Du point de vue de leurs observations scientifiques, elles ont été très limitées pendant le temps de leur séjour.

Avec un protocole à respecter chaque jour, leur but était de prélever des échantillons pour qu’ils soient analysés de façon plus poussée en laboratoire :

« Dans le cadre de notre partenariat avec Plankton Planet, nous avions un protocole à respecter pour chiffrer le plancton, mais nous n’avions pas de laboratoire sur place pour observer réellement.

Les échantillons ont été transmis et c’est en cours d’analyse, nous ne connaissons pas encore les résultats c’est trop tôt pour le dire.

Pour le micro-plastique les échantillons ont aussi été envoyés à Green Peace. »

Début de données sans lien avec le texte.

PR #445, opened 2023-12-03
Fix for composite report HIDs.

Franticware:
There was an extraneous byte in boot mouse report for composite device type mice. In existing code, this was only handled in process_generic_report, not tuh_hid_report_received_cb. This is a fix for that.
I also tested it on pi pico and it works fine.

### DIFF
--- a/usb/host/host_cdc_msc_hid/hid_app.c
+++ b/usb/host/host_cdc_msc_hid/hid_app.c
@@ -99,11 +99,11 @@ void tuh_hid_umount_cb(uint8_t dev_addr, uint8_t instance)
 void tuh_hid_report_received_cb(uint8_t dev_addr, uint8_t instance, uint8_t const* report, uint16_t len)
 {
   uint8_t const itf_protocol = tuh_hid_interface_protocol(dev_addr, instance);
-  uint8_t const rpt_count = tuh_hid_instance_count(dev_addr);
+  uint8_t const report_count = tuh_hid_instance_count(dev_addr);
 
   uint8_t const* reportAdj = report;
 
-  if ( rpt_count != 1 )
+  if ( report_count != 1 )
   {
     // Composite report, 1st byte is report ID, data starts from 2nd byte
     reportAdj++;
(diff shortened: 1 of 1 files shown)


usb/host/host_cdc_msc_hid/hid_app.c
```diff
@@ -99,17 +99,26 @@ void tuh_hid_umount_cb(uint8_t dev_addr, uint8_t instance)
 void tuh_hid_report_received_cb(uint8_t dev_addr, uint8_t instance, uint8_t const* report, uint16_t len)
 {
   uint8_t const itf_protocol = tuh_hid_interface_protocol(dev_addr, instance);
+  uint8_t const rpt_count = tuh_hid_instance_count(dev_addr);
```
lurch, line 102: _Tiny_ nitpick, but perhaps `report_count` would be a better variable name? When I first read this I thought that `rpt_count` meant "repeat count" :wink:

lurch:
ping @hathach just in case a similar problem affects TinyUSB too?

usb/host/host_cdc_msc_hid/hid_app.c
Franticware: Done.

Franticware:
> ping @hathach just in case a similar problem affects TinyUSB too?

Maybe, is he able to see this PR because he is tagged?

lurch:
Sorry, that was a question aimed at the TinyUSB developer, not at yourself Vojtěch :wink: 
(i.e. I wasn't saying "Should we ping Ha Thach?", I was saying "I'm pinging Ha Thach here (by mentioning his GitHub username), just in case TinyUSB is also affected".)

Franticware:
@lurch Should I do something to move forward the approval/merge process?

lurch:
@Franticware Nope, I think the only thing to do at this point is be patient... :slightly_smiling_face:

Franticware:
I now realize this fix is not good enough. Unfortunately there are other issues (the data passed to tuh_hid_report_received_cb callback by tinyusb is incomplete) and I am not able to fix it at this point.

Franticware:
The key to solving this is using the following as part of TinyUSB initialization:
tuh_hid_set_default_protocol(HID_PROTOCOL_REPORT);

Then the report data must be interpreted according to the descriptor.

The default HID_PROTOCOL_BOOT does not work very well with many USB mice that I have tested so far.

lurch:
> The key to solving this is using the following as part of TinyUSB initialization: tuh_hid_set_default_protocol(HID_PROTOCOL_REPORT);
> 
> Then the report data must be interpreted according to the descriptor.
> 
> The default HID_PROTOCOL_BOOT does not work very well with many USB mice that I have tested so far.

Would you like to create a new issue and/or PR? I suspect that commenting on a closed PR will mean that your comment will quickly get forgotten / lost.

Il y a 6 mois, elles exprimaient leur souhait de faire de la sensibilisation à l’écologie dans des écoles, pour impliquer les plus jeunes dans les questions écologiques, et les encourager à réaliser les projets qui leur tiennent à cœur.

Et bien c’est chose faite ! Elles ont déjà fait plusieurs conférences et interventions dans des classes depuis leur retour, et elles continuent aujourd’hui.

Un voyage éprouvant physiquement

Dans leur entrevue avec Esther, elles avaient partagé leurs craintes concernant les conditions climatiques du voyage, et notamment pendant le passage de Drake, un détroit connu pour être très agité.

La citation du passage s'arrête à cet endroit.